Segment Start: EXERCISE MATERIAL

PR #9030, opened 2025-07-22
Hide users from stats

avdata99:
### Proposed fixes:

Hide users data from `stats` if the `ckan.auth.public_user_details` setting is set to `False`.
This ensures that user details are not exposed in the statistics when public user details are disabled.

### Features:

- [ ] includes API changes

### DIFF
--- a/ckanext/stats/blueprint.py
+++ b/ckanext/stats/blueprint.py
@@ -3,7 +3,6 @@ from __future__ import annotations
 from typing import Any
 from flask import Blueprint
 
-from ckan.common import config
 from ckan.plugins.toolkit import render, h
 import ckanext.stats.stats as stats_lib
 
--- a/ckanext/stats/blueprint.py
+++ b/ckanext/stats/blueprint.py
@@ -1,9 +1,9 @@
 # encoding: utf-8
 from __future__ import annotations
 from typing import Any
-
 from flask import Blueprint
 
+from ckan.common import _, config
 from ckan.plugins.toolkit import render, h
 import ckanext.stats.stats as stats_lib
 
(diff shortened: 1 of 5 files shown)


ckanext/stats/stats.py
```diff
@@ -116,6 +117,13 @@ def top_tags(cls, limit: int = 10,
 
     @classmethod
     def top_package_creators(cls, limit: int = 10) -> list[tuple[Optional[model.User], int]]:
+        if not config.get('ckan.auth.public_user_details'):
+            log.warning(
```
pdelboca:
```suggestion
            log.debug(
```

@avdata99 let's change the log verbosity to `debug`. This isn't a malfunction or something going wrong, it's just a configuration value so `debug` should be enough.

ckanext/stats/blueprint.py
```diff
@@ -14,17 +14,23 @@
...
         'top_tags': stats.top_tags(),
-        'top_package_creators': stats.top_package_creators(),
         'most_edited_packages': stats.most_edited_packages(),
         'new_packages_by_week': stats.get_by_week('new_packages'),
         'deleted_packages_by_week': stats.get_by_week('deleted_packages'),
         'num_packages_by_week': stats.get_num_packages_by_week(),
-        'package_revisions_by_week': stats.get_by_week('package_revisions')
+        'package_revisions_by_week': stats.get_by_week('package_revisions'),
+        # Stats with users info
+        'top_package_creators': None,
```
pdelboca: To keep the style of the function let's keep calling `stats.top_package_creators()`  directly here instead of initializing it with `None`. 

All the logic for checking the config is encapsulated in the method so it is safe. We can avoid an extra `if` statement.

pdelboca (commented):
@avdata99 looks good! Just some minor comments :)

ckanext/stats/blueprint.py
avdata99: You're right, done here https://github.com/avdata99/ckan/commit/b6324d96709192a4dbaf49e121cf7be9ad6384cd

pdelboca:
Thanks @avdata99 !

PR #9033, opened 2025-07-23
Fix header header site navigation place

### LINKED ISSUE #9032: header_site_navigation_tabs block is misplaced, so it makes it impossible to rewrite.
## CKAN version
Latest version (e.g. CKAN 2.11.3)

## Describe the bug
In **header.html** there an block **header_site_navigation**, which theoretically should wrap the **ul** element, so its possible to overwrite it in custom template that extends **header.html**.
But **header_site_navigation** currently is within the **ul**, which makes the overwrite almost impossible. 

### Expected behavior
**header_site_navigation** wraps the whole **ul** element.

Engerrs:
Fixes #9032

### DIFF
--- a/ckan/templates/header.html
+++ b/ckan/templates/header.html
@@ -94,8 +94,8 @@
       </button>
 
       <div class="main-navbar collapse navbar-collapse" id="main-navigation-toggle">
+      {% block header_site_navigation %}
         <ul class="navbar-nav ms-auto mb-2 mb-lg-0">
-          {% block header_site_navigation %}
             {% block header_site_navigation_tabs %}
               {% set org_type = h.default_group_type('organization') %}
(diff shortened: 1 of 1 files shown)


EricSoroos:
It looks like there's a bug in the existing template where the ul is opened outside the block but closed inside. 

Can you clean up the commit so that it doesn't contain unrelated whitespace changes?

avdata99:
This was already fixed for the `midnight-blue` template at `ckan/templates-midnight-blue/header.html`
+1 to the change

Engerrs:
@EricSoroos , updated the PR.

EricSoroos:
We need a changelog entry, but otherwise LGTM.

EricSoroos (approved):

PR #601, opened 2021-08-29
Enhance theme to allow switching skins client-side

ashmaroli:
## Key points

- Generate a complete CSS file for each skin:
  - `assets/css/style.css` (default stylesheet / *classic* skin)
  - `assets/css/dark.css` (*dark* skin)
  - `assets/css/solarized.css` (*solarized* skin)
  - `assets/css/solarized-dark.css` (*solarized-dark* skin)
- Use javascript to render a `<select/>` element in the site-footer **to allow switching stylesheets on a deployed site**.
- Introduce `custom-scripts.html` placeholder to allow adding more scripts before the closing `</body>` tag.

---

Live Demo: https://ashmaroli.github.io/minima/

### DIFF
--- a/_includes/custom-scripts.html
+++ b/_includes/custom-scripts.html
@@ -1,0 +1,3 @@
+{% comment %}
+  Placeholder to allow inserting <script/>s at the end of the page body.
+{% endcomment %}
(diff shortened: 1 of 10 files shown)


mattr-:
I like this idea. What do you think about moving the skin switching bits to a documentation example? This will give folks an example that they can use to seamlessly implement something for their own site and allows us to avoid implementing color scheme switching functionality directly to the theme.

Segment End: EXERCISE MATERIAL

§ TASK REQUIREMENTS:
Reproduce the entries above exactly, but only the lines between the line holding "But **header_site_navigation** currently" and the line holding "org_type = h.default_group_type('organization')", inclusive.

§ OUTPUT BELOW:
But **header_site_navigation** currently is within the **ul**, which makes the overwrite almost impossible. 

### Expected behavior
**header_site_navigation** wraps the whole **ul** element.

Engerrs:
Fixes #9032

### DIFF
--- a/ckan/templates/header.html
+++ b/ckan/templates/header.html
@@ -94,8 +94,8 @@
       </button>
 
       <div class="main-navbar collapse navbar-collapse" id="main-navigation-toggle">
+      {% block header_site_navigation %}
         <ul class="navbar-nav ms-auto mb-2 mb-lg-0">
-          {% block header_site_navigation %}
             {% block header_site_navigation_tabs %}
               {% set org_type = h.default_group_type('organization') %}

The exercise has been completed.